WHAT YOU NEED TO DO:
Spot each line in the records below where the word "spellings" occurs, then copy it.

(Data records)
PR #3197, opened 2026-08-13
fix(handler): stop credential config writes from destroying the record

hariharanatlan:
## The defect

`POST /workflows/v1/config/{guid}?type=credentials` is a blind whole-object PUT. The body is never schema-checked — only the path params are (`_CONFIG_KEY_PATTERN`) — and `put_json` overwrites unconditionally with no read-modify-write, no If-Match, no versioning. A request that carries a GUID but an effectively-empty body replaces a complete credential record with `{"credentialSource": "direct"}`.

That destroys exactly the fields with no redundant copy. `DaprCredentialVault.get_credentials` merges the Vault half **over** the object-store half with `dict.update`, so the merge can only ADD keys:

| Field | Object store | Vault | Survives an overwrite? |
|---|---|---|---|
| `username` / `password` / `extra` | stripped / redacted | ✅ | **yes** — Vault copy wins the merge |
| `authType` | ✅ only home | ❌ | **no** |
| `host` / `port` | ✅ only home | ❌ | **no** |

The fields that *select* the auth branch and the API endpoint are stored once; everything the branch then consumes is stored twice.

Observed symptoms of that inversion:

- a **service-account** connection keeps working — the connector's `.get("authType", …, "service_account")` default lands on the right branch by accident, so the corruption is invisible;
- a **WIF** connection fails with `service account credentials missing service_account_info or password` while the stack trace visibly contains a full WIF credential;
- a **private-link** connection silently falls back to the **public endpoint**, because an empty `host` resolves to no `client_options` — then 403s on VPC-SC and reads as a perimeter/IAM problem.

## The approach

A **transition check, not a validity check.** Nothing here decides whether a credential is valid in the abstract — only whether *this write drops a required, non-secret field the stored record already carries*. That keeps every legitimate flow untouched:

- a first-ever create (no stored object ⇒ nothing can be dropped);
- a value change (`authType` basic → gcp-wif);
- a **private → public switch that legitimately omits `host`** — the requirement is evaluated conditionally against the incoming body, which is precisely what a blind `{**existing, **body}` merge would get wrong by resurrecting a stale Private Service Connect host the customer just turned off.

Required fields come from the app's **own generated credential configmap** (`credentials.pkl` → `app/generated/*/atlan-connectors-*.json`) — which this service already reads to serve `/workflows/v1/configmap/{id}`, so the schema is on the same disk in the same process as the write.

### Secrets are exempt, derived from the schema rather than hardcoded

Heracles strips secret-bearing fields before this endpoint ever sees them, so demanding them would reject every legitimate write. Excluded:

- the per-auth-type branch objects named by `anyOf` — `basic`, `gcp-wif`, `keypair`, `aws_service`, … — which **are** the secret containers (BigQuery's `basic` holds `username` + `password`; its `gcp-wif` holds `atlan_oauth_secret`). Derived from the schema, so a connector adding an auth type needs no change here;
- top-level `username` / `password`;
- any `extra` key matching the `secret` / `password` / `passphrase` / `private_key` / `token` family Heracles redacts.

Enum values are **not** policed: the schema enumerates form values (`basic`, `gcp-wif`) while stored records legitimately carry runtime aliases (`service_account`), so an enum check would reject working credentials. Presence is the only thing asserted.

### Why not a JSON Schema library

The generated dialect is the Atlan form-toolkit dialect, not JSON Schema:

- `"type": "conditional"` is not a JSON Schema type — BigQuery declares `host`/`port` conditional on `extra.connect_type == "private"`, while Snowflake and Databricks declare them unconditionally required;
- `"required": true` sits *inside* a property, not as an array on the parent;
- `anyOf` addresses **dotted paths** — `{"properties": {"extra.connect_type": {"const": "private"}}, "required": ["host"]}`. No instance has a literal `extra.connect_type` key, and the sibling `auth-type` branch passes first, so that branch never binds. **A stock `jsonschema.validate` reports PASS on exactly the body this PR exists to catch.**

Hence a small dialect-aware evaluator (~120 lines of logic).

## Modes — `ATLAN_CREDENTIAL_CONFIG_GUARD`

| Mode | Behaviour |
|---|---|
| **`repair`** (default) | restore the dropped fields from the stored record, log a warning, return **200** |
| `reject` | return **422** naming the dropped fields; nothing is written |
| `off` | previous behaviour, blind overwrite |

Any internal guard failure degrades to saving the body unmodified — a guard defect must never make credentials unsavable. Logs and the 422 detail carry **field names only, never values**; there's a test pinning that.

## ⚠️ Blocking pre-merge item — the default mode needs one check

`repair` is the default deliberately, and reviewers should confirm or overturn it.

The 422 that `reject` returns fires on exactly the body the buggy caller sends today. So the question is **how Heracles handles an `UpsertCredentialConfig` failure**:

- if **best-effort** (log + continue) → `reject` is safe and strictly better: the bad write is refused, the record survives, workflow creation still succeeds;
- if **fatal** → `reject` breaks workflow creation for every reused-credential call, across every connector, and surfaces to pyatlan as an `AtlanError`.

`repair` returns 200 in both worlds and preserves the record in both worlds, so it cannot break a caller whatever its error handling does. To settle it:

```bash
grep -rn "UpsertCredentialConfig" --include="*.go" .   # then: is the error returned, or logged and dropped?
```

If it's best-effort, flip the default to `reject` — it also surfaces the offending caller instead of silently absorbing it.

## Scope

This stops **new** corruption. It does not repair already-stubbed records — that needs a re-save of the credential, or an ops sweep. It's also independent of the client-side fixes (routing a reused GUID onto `connection.attributes.defaultCredentialGuid`) and of the Heracles-side guard on the two create paths; this is the defence-in-depth layer that holds regardless of which client shape arrives.

## Testing

- **36** new unit tests in `tests/unit/handler/test_credential_config.py`
- **9** new endpoint tests in `test_service.py` covering all three modes, the secret-leak assertion, first-ever create, non-credential config types, non-dict bodies, and guard-failure degradation
- `tests/unit/handler/` + `test_constants.py`: **500 passed**
- full unit suite: **6804 passed, 9 failed** — all 9 are `ModuleNotFoundError` for `redis` / `fastmcp` (optional extras absent from the local venv); verified identical on base with the change stashed
- `ruff`, `ruff-format`, `isort`, `pyright` pass
- Validated against the **real** generated schemas for BigQuery (conditional `host`/`port`, 2 auth branches), Snowflake (unconditional, 5 branches) and Databricks (3) — the check needs no per-connector code

### DIFF
--- a/application_sdk/constants.py
+++ b/application_sdk/constants.py
@@ -129,6 +129,21 @@ PREFLIGHT_GATE_MODE_ENV = "ATLAN_PREFLIGHT_GATE_MODE"
 # In Docker (WORKDIR=/app, app code at /app/app/) this resolves to /app/app/generated.
 CONTRACT_GENERATED_DIR = os.environ.get("ATLAN_CONTRACT_GENERATED_DIR", "app/generated")
 
+# Enforcement mode for the credential config.json write guard, which refuses to
+# let POST /workflows/v1/config/{guid}?type=credentials drop a required,
+# non-secret field the stored record already carries (authType, host, port).
+# See application_sdk.handler.credential_config.
+#
+#   "repair" (default) — restore the dropped fields from the stored record, log
+#       a warning, return 200. Chosen as the default because it preserves the
+#       record without changing any caller's success/failure contract: a client
+#       that treats a 4xx here as fatal cannot be broken by it.
+#   "reject"           — return 422 naming the dropped fields. Prevents the bad
+#       write and surfaces the offending caller, but a client that treats the
+#       failure as fatal will fail the enclosing operation.
+#   "off"              — legacy behaviour, blind overwrite.
+CREDENTIAL_CONFIG_GUARD = os.getenv("ATLAN_CREDENTIAL_CONFIG_GUARD", "repair").lower()
+
 # Cleanup Paths (custom paths for cleanup operations, supports multiple paths separated by comma)
 # If empty, cleanup activities will default to workflow-specific paths at runtime
 CLEANUP_BASE_PATHS = [
--- a/application_sdk/handler/credential_config.py
+++ b/application_sdk/handler/credential_config.py
@@ -1,0 +1,369 @@
+"""Non-destructive guard for the materialised credential ``config.json``.
+
+``POST /workflows/v1/config/{guid}?type=credentials`` is a blind, whole-object
+PUT: the body is never schema-checked (only the path params are) and
+:func:`~application_sdk.storage.ops.put_json` overwrites unconditionally. A
+request that carries a GUID but an empty body therefore replaces a complete
+credential record with ``{"credentialSource": "direct"}``.
+
+That loses exactly the fields with no redundant copy. A credential is assembled
+at run time from two stores:
+
+* **Vault** — ``username`` / ``password`` / ``extra``. Survives, because
+  :meth:`DaprCredentialVault.get_credentials` merges the secret half *over* the
+  object-store half with ``dict.update`` (add-only).
+* **Object store** (this file) — ``authType`` / ``host`` / ``port`` /
+  ``connectorType`` / ``name`` / ``connectorConfigName``. Gone for good.
+
+So the fields that *select* the auth branch and the API endpoint are the ones
+with no backup, while everything the branch then consumes is stored twice. This
+module closes that inversion at the write, using the schema the app already
+ships.
+
+Where the schema comes from
+---------------------------
+Each connector generates a credential configmap from its ``credentials.pkl``
+contract into ``CONTRACT_GENERATED_DIR`` — e.g.
+``app/generated/crawler/atlan-connectors-bigquery.json``. The handler service
+already reads these files to serve ``/workflows/v1/configmap/{id}``, so the
+schema is on the same disk in the same process as the write endpoint. This
+module reads the ``config`` block of the file named by the record's
+``connectorConfigName``.
+
+The dialect is **not** JSON Schema
+----------------------------------
+It is the Atlan form-toolkit dialect, and three differences matter:
+
+* ``"type": "conditional"`` is not a JSON Schema type. BigQuery declares
+  ``host``/``port`` conditional on ``extra.connect_type == "private"``;
+  Snowflake and Databricks declare them unconditionally required.
+* ``"required": true`` sits *inside* a property, not as an array on the parent.
+* ``anyOf`` addresses **dotted paths** — ``{"properties": {"extra.connect_type":
+  {"const": "private"}}, "required": ["host"]}``. Under real JSON Schema
+  semantics that branch never binds (the sibling ``auth-type`` branch already
+  passes, and no property is literally named ``extra.connect_type``), so a
+  stock ``jsonschema.validate`` would report PASS on precisely the body this
+  module exists to catch.
+
+Hence a small dialect-aware evaluator rather than a JSON Schema library.
+
+What is deliberately *not* checked
+---------------------------------
+Secret-bearing fields, because Heracles strips them before this endpoint ever
+sees them — demanding them would reject every legitimate write:
+
+* the per-auth-type branch objects named by ``anyOf`` (``basic``, ``gcp-wif``,
+  ``keypair``, ``aws_service``, …). These *are* the secret containers:
+  BigQuery's ``basic`` holds ``username`` + ``password``; its ``gcp-wif`` holds
+  ``atlan_oauth_secret``.
+* top-level ``username`` / ``password``.
+* any ``extra`` key whose name matches :data:`_SECRET_NAME_RE` — the same
+  ``secret`` / ``private_key`` / ``passphrase`` / ``password`` family Heracles
+  redacts from its ``extra`` copy.
+
+Enum values are not policed either. The schema enumerates form values
+(``basic``, ``gcp-wif``) while stored records legitimately carry the runtime
+alias (``service_account``), so an enum check would reject working credentials.
+Presence is the only thing asserted.
+
+The check is a *transition* check
+--------------------------------
+Nothing here decides whether a credential is valid in the abstract — only
+whether this write **drops a required field the stored record already had**.
+That keeps three legitimate flows untouched:
+
+* a first-ever create (no stored object ⇒ nothing can be dropped),
+* a value change (``authType`` basic → gcp-wif),
+* dropping a field that is no longer required — switching BigQuery from
+  Private Network Link back to public sends ``extra.connect_type: "public"``
+  and omits ``host``, and because the requirement is evaluated *conditionally*
+  against the incoming body, ``host`` is correctly not demanded.
+
+See ``ATLAN_CREDENTIAL_CONFIG_GUARD`` in :mod:`application_sdk.constants` for
+the enforcement modes.
+"""
+
+from __future__ import annotations
+
+import re
+from pathlib import Path
+from typing import Any
+
+from application_sdk.observability.logger_adaptor import get_logger
+
+logger = get_logger(__name__)
+
+__all__ = [
+    "GUARD_MODE_OFF",
+    "GUARD_MODE_REJECT",
+    "GUARD_MODE_REPAIR",
+    "dropped_required_fields",
+    "load_credential_schema",
+    "repair_dropped_fields",
+]
+
+GUARD_MODE_REPAIR = "repair"
+GUARD_MODE_REJECT = "reject"
+GUARD_MODE_OFF = "off"
+
+#: ``extra`` keys Heracles redacts from the object-store copy. Mirrors
+#: ``stripSensitiveCredentialFields`` — a field matching this never reaches the
+#: endpoint, so it must never be required.
+_SECRET_NAME_RE = re.compile(
+    r"secret|password|passphrase|private[_-]?key|token", re.IGNORECASE
+)
+
+#: Top-level credential fields that live only in Vault.
+_VAULT_ONLY_FIELDS = frozenset({"username", "password"})
+
+
+def load_credential_schema(
+    record: dict[str, Any],
+    existing: dict[str, Any] | None,
+    generated_dir: Path,
+) -> dict[str, Any] | None:
+    """Return the ``config`` block of the record's credential configmap.
+
+    The schema is located by ``connectorConfigName``, read from the incoming
+    body first and the stored record second — the stub body that motivates this
+    module carries no ``connectorConfigName``, so the stored copy is what
+    identifies it.
+
+    Returns ``None`` whenever the schema cannot be identified or read, which
+    makes the guard a no-op. An app that ships no credential configmap, or a
+    record predating the contract, must not be blocked from saving.
+    """
+    name = (record.get("connectorConfigName") or "") or (
+        (existing or {}).get("connectorConfigName") or ""
+    )
+    if not isinstance(name, str) or not name.strip():
+        return None
+    name = name.strip()
+
+    if not generated_dir.exists():
+        return None
+
+    for json_file in generated_dir.rglob("*.json"):
+        if json_file.stem != name:
+            continue
+        try:
+            import orjson  # noqa: PLC0415 — cold path: only on a credential write
+
+            payload = orjson.loads(json_file.read_bytes())
+        except Exception:
+            logger.warning(
+                "Credential configmap %s is unreadable; skipping the config guard",
+                name,
+                exc_info=True,
+            )
+            return None
+        config = payload.get("config")
+        return config if isinstance(config, dict) else None
+    return None
+
+
+def _auth_branch_names(schema: dict[str, Any]) -> set[str]:
+    """Object names that hold per-auth-type secrets, taken from ``anyOf``.
+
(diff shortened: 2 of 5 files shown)


application_sdk/handler/credential_config.py
```diff
@@ -0,0 +1,369 @@
...
+        )
+        nested = current.get(key)
+        if not isinstance(nested, dict):
+            nested = {}
+            current[key] = nested
+        current = nested
+        ref_alias = _resolve_alias(segment, ref)
+        ref = ref[ref_alias] if ref_alias is not None else {}
+    leaf = segments[-1]
+    key = _resolve_alias(leaf, current) or _resolve_alias(leaf, ref) or leaf
```
cmgrote, line 347: **`repair` can log success and still leave the credential broken.**

`_is_present` treats a blank value as absent, but `_assign` prefers *the incoming body's* spelling — so a body carrying a blank non-camel alias gets "repaired" into a key nothing reads. Reproduced against a BigQuery-shaped schema with the stored record using `authType`:

| incoming body | persisted key | what a runtime reader sees |
|---|---|---|
| `{}` (pure stub) | `authType` | ✅ `gcp-wif` |
| `{"auth-type": ""}` | `auth-type` | ❌ `None` |
| `{"auth_type": ""}` | `auth_type` | ❌ `None` |

All three log `Repaired credential config write …` and return 200. The module docstring above (`_assign`'s "the middle case carries the weight") claims the stored-record fallback prevents exactly this.

And these spellings do reach this service: `_lift_agent_json` exists precisely because Heracles forwards FE payloads verbatim with competing hyphen/underscore copies, so a blank kebab key on a credential body is plausible rather than exotic.

Suggested fix: when the incoming value is blank (i.e. the same condition `_is_present` already rejects), don't let it win the spelling — prefer `reference`'s alias, and delete the blank incoming alias so the record doesn't carry two spellings of one field.

application_sdk/handler/credential_config.py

OUTPUT OF THE EXERCISE:
And these spellings do reach this service: `_lift_agent_json` exists precisely because Heracles forwards FE payloads verbatim with competing hyphen/underscore copies, so a blank kebab key on a credential body is plausible rather than exotic.
Suggested fix: when the incoming value is blank (i.e. the same condition `_is_present` already rejects), don't let it win the spelling — prefer `reference`'s alias, and delete the blank incoming alias so the record doesn't carry two spellings of one field.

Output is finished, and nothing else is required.